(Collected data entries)
== Segment start ==

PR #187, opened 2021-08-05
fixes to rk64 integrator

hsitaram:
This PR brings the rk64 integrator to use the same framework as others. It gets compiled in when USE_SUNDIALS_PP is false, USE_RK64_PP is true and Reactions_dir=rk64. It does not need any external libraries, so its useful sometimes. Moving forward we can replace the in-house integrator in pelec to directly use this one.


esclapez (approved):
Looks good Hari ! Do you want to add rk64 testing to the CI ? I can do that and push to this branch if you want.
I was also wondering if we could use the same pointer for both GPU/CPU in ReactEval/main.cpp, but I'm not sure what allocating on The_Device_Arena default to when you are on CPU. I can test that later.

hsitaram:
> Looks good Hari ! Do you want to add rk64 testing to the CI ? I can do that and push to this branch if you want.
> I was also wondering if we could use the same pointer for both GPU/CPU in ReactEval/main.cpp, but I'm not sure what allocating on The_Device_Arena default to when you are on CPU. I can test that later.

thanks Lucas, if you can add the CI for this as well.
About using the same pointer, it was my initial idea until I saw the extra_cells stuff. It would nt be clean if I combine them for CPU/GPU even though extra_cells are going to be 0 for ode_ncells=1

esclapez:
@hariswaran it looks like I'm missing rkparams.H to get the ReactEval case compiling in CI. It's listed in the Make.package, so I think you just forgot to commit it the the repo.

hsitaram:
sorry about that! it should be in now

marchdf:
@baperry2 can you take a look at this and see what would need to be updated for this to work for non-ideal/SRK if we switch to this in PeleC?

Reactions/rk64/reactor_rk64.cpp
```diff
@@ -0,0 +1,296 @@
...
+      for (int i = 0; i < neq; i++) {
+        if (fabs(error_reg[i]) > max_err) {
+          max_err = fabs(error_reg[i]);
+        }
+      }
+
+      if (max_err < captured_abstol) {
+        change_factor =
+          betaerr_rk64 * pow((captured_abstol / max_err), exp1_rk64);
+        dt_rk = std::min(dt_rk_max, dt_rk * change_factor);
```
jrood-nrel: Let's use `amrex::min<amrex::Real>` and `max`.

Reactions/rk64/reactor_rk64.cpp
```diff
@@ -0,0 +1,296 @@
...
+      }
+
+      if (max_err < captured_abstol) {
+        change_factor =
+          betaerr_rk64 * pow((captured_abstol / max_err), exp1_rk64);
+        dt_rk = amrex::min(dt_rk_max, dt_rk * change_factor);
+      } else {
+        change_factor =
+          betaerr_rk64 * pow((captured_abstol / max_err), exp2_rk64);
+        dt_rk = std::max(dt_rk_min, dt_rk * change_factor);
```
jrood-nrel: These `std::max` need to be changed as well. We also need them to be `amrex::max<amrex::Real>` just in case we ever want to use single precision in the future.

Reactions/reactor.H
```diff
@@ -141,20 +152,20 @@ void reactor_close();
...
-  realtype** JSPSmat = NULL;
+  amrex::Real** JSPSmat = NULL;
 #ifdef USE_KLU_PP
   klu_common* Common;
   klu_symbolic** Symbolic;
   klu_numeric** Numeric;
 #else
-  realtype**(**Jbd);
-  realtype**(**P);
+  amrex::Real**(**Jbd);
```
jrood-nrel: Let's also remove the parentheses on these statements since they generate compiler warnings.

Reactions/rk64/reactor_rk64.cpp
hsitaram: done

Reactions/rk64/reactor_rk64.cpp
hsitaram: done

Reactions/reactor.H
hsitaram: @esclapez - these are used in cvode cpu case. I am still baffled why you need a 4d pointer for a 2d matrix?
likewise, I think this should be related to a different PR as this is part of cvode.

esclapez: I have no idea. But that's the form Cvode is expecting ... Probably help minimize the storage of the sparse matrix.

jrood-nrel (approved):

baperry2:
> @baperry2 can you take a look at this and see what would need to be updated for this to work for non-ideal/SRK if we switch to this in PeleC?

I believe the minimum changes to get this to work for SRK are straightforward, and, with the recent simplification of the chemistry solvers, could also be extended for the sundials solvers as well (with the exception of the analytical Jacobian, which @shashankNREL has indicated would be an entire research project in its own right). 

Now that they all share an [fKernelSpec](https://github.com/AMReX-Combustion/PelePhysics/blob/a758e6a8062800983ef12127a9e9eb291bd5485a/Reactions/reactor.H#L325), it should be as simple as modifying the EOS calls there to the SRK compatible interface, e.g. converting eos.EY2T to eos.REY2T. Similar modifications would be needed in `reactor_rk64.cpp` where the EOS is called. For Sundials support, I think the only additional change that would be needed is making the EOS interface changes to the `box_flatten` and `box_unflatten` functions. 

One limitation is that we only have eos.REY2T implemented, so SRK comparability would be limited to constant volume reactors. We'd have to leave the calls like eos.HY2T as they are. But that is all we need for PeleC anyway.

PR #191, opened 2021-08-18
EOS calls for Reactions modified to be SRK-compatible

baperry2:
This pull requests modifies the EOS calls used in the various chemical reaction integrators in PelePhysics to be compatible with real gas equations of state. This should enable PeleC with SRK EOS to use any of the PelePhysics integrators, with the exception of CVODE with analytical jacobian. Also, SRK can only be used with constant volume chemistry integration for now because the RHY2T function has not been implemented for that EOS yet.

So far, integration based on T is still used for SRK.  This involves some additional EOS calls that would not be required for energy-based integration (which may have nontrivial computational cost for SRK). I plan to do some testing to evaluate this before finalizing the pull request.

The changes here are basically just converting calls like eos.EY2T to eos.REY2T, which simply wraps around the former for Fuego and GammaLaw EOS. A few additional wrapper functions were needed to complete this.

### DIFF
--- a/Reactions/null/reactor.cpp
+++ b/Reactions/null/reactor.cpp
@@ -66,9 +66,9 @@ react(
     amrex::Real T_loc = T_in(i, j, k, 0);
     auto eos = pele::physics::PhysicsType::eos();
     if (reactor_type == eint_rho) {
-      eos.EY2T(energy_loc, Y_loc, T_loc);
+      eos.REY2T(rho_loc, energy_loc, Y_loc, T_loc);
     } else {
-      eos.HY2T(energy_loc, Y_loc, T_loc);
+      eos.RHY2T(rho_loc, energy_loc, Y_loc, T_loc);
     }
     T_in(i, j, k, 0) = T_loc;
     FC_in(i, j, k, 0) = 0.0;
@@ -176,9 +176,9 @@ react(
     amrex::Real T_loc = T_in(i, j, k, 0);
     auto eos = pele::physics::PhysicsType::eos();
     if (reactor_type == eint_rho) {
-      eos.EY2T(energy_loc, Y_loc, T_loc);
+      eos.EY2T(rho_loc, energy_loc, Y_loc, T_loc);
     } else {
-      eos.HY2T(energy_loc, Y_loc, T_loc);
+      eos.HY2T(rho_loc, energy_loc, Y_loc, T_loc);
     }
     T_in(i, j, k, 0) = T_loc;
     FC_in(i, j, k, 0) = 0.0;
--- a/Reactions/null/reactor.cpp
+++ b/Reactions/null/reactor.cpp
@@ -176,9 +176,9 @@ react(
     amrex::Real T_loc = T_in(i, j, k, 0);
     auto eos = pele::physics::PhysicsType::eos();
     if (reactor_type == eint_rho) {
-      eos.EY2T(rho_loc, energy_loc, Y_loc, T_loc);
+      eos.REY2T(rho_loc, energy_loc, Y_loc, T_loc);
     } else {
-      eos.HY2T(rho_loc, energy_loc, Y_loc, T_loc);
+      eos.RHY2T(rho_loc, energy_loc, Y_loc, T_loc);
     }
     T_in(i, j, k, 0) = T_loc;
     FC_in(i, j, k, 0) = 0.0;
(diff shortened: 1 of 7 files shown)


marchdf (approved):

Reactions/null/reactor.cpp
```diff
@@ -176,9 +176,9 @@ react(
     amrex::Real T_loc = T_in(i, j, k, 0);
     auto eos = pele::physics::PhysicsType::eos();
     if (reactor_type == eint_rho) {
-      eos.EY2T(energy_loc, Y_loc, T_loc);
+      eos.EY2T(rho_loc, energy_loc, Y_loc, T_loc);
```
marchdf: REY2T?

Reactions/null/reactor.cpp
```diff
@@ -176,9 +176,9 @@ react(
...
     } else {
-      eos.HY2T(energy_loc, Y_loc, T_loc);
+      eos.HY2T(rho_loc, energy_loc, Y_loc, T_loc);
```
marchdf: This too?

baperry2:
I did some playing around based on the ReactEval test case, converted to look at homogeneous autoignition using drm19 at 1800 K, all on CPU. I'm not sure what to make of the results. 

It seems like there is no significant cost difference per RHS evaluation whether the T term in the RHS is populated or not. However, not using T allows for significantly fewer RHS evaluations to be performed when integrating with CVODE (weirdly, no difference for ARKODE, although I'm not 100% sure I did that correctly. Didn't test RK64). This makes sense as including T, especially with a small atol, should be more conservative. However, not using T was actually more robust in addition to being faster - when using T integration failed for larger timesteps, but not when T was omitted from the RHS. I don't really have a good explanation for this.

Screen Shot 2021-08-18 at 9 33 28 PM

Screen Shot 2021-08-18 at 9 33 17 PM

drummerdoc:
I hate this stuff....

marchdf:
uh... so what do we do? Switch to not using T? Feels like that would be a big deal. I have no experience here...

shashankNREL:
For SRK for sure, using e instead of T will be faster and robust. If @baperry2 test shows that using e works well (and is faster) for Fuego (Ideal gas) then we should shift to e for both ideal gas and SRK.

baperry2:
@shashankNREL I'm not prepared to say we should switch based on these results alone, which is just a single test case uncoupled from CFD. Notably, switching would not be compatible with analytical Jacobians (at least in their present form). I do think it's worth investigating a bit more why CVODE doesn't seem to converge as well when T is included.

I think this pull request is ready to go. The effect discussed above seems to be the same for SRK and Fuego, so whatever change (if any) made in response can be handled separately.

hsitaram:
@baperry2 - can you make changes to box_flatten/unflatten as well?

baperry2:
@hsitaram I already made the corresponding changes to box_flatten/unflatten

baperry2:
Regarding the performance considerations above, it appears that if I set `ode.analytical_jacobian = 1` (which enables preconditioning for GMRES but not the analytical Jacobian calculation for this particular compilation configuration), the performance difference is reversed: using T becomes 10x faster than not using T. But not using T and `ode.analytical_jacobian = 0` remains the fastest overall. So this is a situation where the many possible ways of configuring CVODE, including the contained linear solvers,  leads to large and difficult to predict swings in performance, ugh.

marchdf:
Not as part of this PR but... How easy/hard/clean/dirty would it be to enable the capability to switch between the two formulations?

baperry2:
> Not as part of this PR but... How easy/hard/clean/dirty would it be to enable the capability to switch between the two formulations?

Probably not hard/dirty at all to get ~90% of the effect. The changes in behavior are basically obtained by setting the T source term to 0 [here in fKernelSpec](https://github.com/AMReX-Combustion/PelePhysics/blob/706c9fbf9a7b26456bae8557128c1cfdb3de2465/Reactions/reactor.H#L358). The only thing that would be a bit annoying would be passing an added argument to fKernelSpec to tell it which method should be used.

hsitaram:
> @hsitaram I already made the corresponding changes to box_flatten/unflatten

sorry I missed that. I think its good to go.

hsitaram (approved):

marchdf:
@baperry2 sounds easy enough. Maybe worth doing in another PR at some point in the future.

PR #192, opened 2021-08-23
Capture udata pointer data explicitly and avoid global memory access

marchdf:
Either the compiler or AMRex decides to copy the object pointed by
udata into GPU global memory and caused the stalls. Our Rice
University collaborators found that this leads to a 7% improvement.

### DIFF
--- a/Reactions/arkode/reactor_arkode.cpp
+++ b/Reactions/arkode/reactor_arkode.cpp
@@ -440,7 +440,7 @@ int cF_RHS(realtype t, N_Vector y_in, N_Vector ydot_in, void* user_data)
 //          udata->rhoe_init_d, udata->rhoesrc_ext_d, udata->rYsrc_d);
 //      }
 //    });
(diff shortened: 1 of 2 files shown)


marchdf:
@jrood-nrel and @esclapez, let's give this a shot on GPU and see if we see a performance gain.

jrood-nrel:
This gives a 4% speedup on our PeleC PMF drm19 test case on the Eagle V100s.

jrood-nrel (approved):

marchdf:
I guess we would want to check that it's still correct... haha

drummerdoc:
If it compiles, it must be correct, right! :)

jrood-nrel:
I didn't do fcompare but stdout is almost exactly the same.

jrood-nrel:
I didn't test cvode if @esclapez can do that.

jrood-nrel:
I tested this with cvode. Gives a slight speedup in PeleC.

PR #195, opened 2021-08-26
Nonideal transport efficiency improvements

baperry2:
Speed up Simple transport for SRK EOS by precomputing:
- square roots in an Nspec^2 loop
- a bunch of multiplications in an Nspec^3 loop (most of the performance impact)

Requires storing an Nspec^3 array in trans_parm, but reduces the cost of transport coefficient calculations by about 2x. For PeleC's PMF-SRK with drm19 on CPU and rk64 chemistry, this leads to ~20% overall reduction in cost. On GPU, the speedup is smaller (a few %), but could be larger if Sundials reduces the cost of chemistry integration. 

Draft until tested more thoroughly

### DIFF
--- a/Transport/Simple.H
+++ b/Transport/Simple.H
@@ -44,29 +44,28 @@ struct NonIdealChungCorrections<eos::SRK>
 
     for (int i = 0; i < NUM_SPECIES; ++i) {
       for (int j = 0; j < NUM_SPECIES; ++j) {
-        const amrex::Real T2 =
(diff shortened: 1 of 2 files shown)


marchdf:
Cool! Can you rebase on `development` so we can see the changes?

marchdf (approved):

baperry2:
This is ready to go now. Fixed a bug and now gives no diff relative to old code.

== Segment end ==

● What is being asked
Output the records above exactly, from their first line through the line that contains "thanks Lucas, if", and add nothing.

● Task solution
PR #187, opened 2021-08-05
fixes to rk64 integrator

hsitaram:
This PR brings the rk64 integrator to use the same framework as others. It gets compiled in when USE_SUNDIALS_PP is false, USE_RK64_PP is true and Reactions_dir=rk64. It does not need any external libraries, so its useful sometimes. Moving forward we can replace the in-house integrator in pelec to directly use this one.


esclapez (approved):
Looks good Hari ! Do you want to add rk64 testing to the CI ? I can do that and push to this branch if you want.
I was also wondering if we could use the same pointer for both GPU/CPU in ReactEval/main.cpp, but I'm not sure what allocating on The_Device_Arena default to when you are on CPU. I can test that later.

hsitaram:
> Looks good Hari ! Do you want to add rk64 testing to the CI ? I can do that and push to this branch if you want.
> I was also wondering if we could use the same pointer for both GPU/CPU in ReactEval/main.cpp, but I'm not sure what allocating on The_Device_Arena default to when you are on CPU. I can test that later.

thanks Lucas, if you can add the CI for this as well.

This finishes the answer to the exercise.